[[ Records, beginning ]]
PR #15202, opened 2026-06-17
Upgrade repository to pnpm 11

brophdawg11:
## Summary
- upgrade the repo package manager metadata and lockfile to pnpm 11
- move pnpm config into pnpm-workspace.yaml, including allowBuilds for pnpm 11 installs
- keep the react-is override but drop the unified override since unified already resolves to 11.0.5
- keep the existing pnpm/action-setup plus actions/setup-node workflow shape while bumping release.yml to pnpm/action-setup@v6

## Verification
- pnpm install --lockfile-only
- pnpm install --frozen-lockfile --lockfile-only
- ./node_modules/.bin/prettier --check package.json pnpm-workspace.yaml .github/workflows/*.yml
- ruby -e 'require "yaml"; Dir[".github/workflows/*.yml"].each { |f| YAML.load_file(f); puts f }'
- git diff --check

### DIFF
--- a/.github/workflows/preview.yml
+++ b/.github/workflows/preview.yml
@@ -86,10 +86,10 @@ jobs:
         env:
           GITHUB_TOKEN: ${{ github.token }}
         run: |
-          pnpm run previews:branch preview/pr-${{ github.event.pull_request.number }}
+          node ./scripts/previews/branch.ts preview/pr-${{ github.event.pull_request.number }}
           git push --force --set-upstream origin preview/pr-${{ github.event.pull_request.number }}
           echo "pushed installable branch: https://github.com/$GITHUB_REPOSITORY/commit/$(git rev-parse HEAD)"
-          pnpm run previews:pr comment ${{ github.event.pull_request.number }} preview/pr-${{ github.event.pull_request.number }}
+          node ./scripts/previews/pr.ts comment ${{ github.event.pull_request.number }} preview/pr-${{ github.event.pull_request.number }}
 
       # Build and normal push for experimental releases to avoid unintended force
       # pushes over remote branches in case of a branch name collision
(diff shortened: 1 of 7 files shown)


.github/workflows/preview.yml
```diff
@@ -86,17 +86,17 @@ jobs:
         env:
           GITHUB_TOKEN: ${{ github.token }}
         run: |
-          pnpm run previews:branch preview/pr-${{ github.event.pull_request.number }}
+          node ./scripts/previews/branch.ts preview/pr-${{ github.event.pull_request.number }}
           git push --force --set-upstream origin preview/pr-${{ github.event.pull_request.number }}
           echo "pushed installable branch: https://github.com/$GITHUB_REPOSITORY/commit/$(git rev-parse HEAD)"
-          pnpm run previews:pr comment ${{ github.event.pull_request.number }} preview/pr-${{ github.event.pull_request.number }}
+          node ./scripts/previews/pr.ts comment ${{ github.event.pull_request.number }} preview/pr-${{ github.event.pull_request.number }}
```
[[ Records, end ]]
**Work to complete**:
Working through the records above, copy each one exactly.

**Response for this exercise**:
PR #15202, opened 2026-06-17
Upgrade repository to pnpm 11

brophdawg11:
## Summary
- upgrade the repo package manager metadata and lockfile to pnpm 11
- move pnpm config into pnpm-workspace.yaml, including allowBuilds for pnpm 11 installs
- keep the react-is override but drop the unified override since unified already resolves to 11.0.5
- keep the existing pnpm/action-setup plus actions/setup-node workflow shape while bumping release.yml to pnpm/action-setup@v6

## Verification
- pnpm install --lockfile-only
- pnpm install --frozen-lockfile --lockfile-only
- ./node_modules/.bin/prettier --check package.json pnpm-workspace.yaml .github/workflows/*.yml
- ruby -e 'require "yaml"; Dir[".github/workflows/*.yml"].each { |f| YAML.load_file(f); puts f }'
- git diff --check

### DIFF
--- a/.github/workflows/preview.yml
+++ b/.github/workflows/preview.yml
@@ -86,10 +86,10 @@ jobs:
         env:
           GITHUB_TOKEN: ${{ github.token }}
         run: |
-          pnpm run previews:branch preview/pr-${{ github.event.pull_request.number }}
+          node ./scripts/previews/branch.ts preview/pr-${{ github.event.pull_request.number }}
           git push --force --set-upstream origin preview/pr-${{ github.event.pull_request.number }}
           echo "pushed installable branch: https://github.com/$GITHUB_REPOSITORY/commit/$(git rev-parse HEAD)"
-          pnpm run previews:pr comment ${{ github.event.pull_request.number }} preview/pr-${{ github.event.pull_request.number }}
+          node ./scripts/previews/pr.ts comment ${{ github.event.pull_request.number }} preview/pr-${{ github.event.pull_request.number }}
 
       # Build and normal push for experimental releases to avoid unintended force
       # pushes over remote branches in case of a branch name collision
(diff shortened: 1 of 7 files shown)


.github/workflows/preview.yml
```diff
@@ -86,17 +86,17 @@ jobs:
         env:
           GITHUB_TOKEN: ${{ github.token }}
         run: |
-          pnpm run previews:branch preview/pr-${{ github.event.pull_request.number }}
+          node ./scripts/previews/branch.ts preview/pr-${{ github.event.pull_request.number }}
           git push --force --set-upstream origin preview/pr-${{ github.event.pull_request.number }}
           echo "pushed installable branch: https://github.com/$GITHUB_REPOSITORY/commit/$(git rev-parse HEAD)"
-          pnpm run previews:pr comment ${{ github.event.pull_request.number }} preview/pr-${{ github.event.pull_request.number }}
+          node ./scripts/previews/pr.ts comment ${{ github.event.pull_request.number }} preview/pr-${{ github.event.pull_request.number }}
```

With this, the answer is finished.